SUPPLIED DATA:
+---+

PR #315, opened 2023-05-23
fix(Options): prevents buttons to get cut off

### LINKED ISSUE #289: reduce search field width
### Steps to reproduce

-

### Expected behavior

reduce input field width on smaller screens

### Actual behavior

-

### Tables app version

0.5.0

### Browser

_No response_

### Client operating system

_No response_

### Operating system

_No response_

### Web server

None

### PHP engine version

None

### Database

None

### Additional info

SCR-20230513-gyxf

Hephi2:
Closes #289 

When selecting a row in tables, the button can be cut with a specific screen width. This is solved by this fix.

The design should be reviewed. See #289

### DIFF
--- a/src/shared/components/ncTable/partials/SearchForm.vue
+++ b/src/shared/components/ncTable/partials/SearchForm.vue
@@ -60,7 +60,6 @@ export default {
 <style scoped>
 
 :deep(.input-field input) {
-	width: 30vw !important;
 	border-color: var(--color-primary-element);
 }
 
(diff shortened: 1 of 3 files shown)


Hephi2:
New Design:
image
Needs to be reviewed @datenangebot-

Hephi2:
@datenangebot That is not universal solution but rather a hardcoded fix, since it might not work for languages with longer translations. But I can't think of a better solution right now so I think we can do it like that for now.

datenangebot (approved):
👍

+---+

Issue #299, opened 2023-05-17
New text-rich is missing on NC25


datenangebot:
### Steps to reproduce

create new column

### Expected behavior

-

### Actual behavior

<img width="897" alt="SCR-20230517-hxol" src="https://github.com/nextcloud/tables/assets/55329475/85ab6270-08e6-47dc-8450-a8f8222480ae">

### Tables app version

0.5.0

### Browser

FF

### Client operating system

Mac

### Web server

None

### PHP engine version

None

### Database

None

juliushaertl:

+---+

EXERCISE: Return each line from the entries above that includes "field".

EXPECTED OUTPUT:
### LINKED ISSUE #289: reduce search field width
reduce input field width on smaller screens
 :deep(.input-field input) {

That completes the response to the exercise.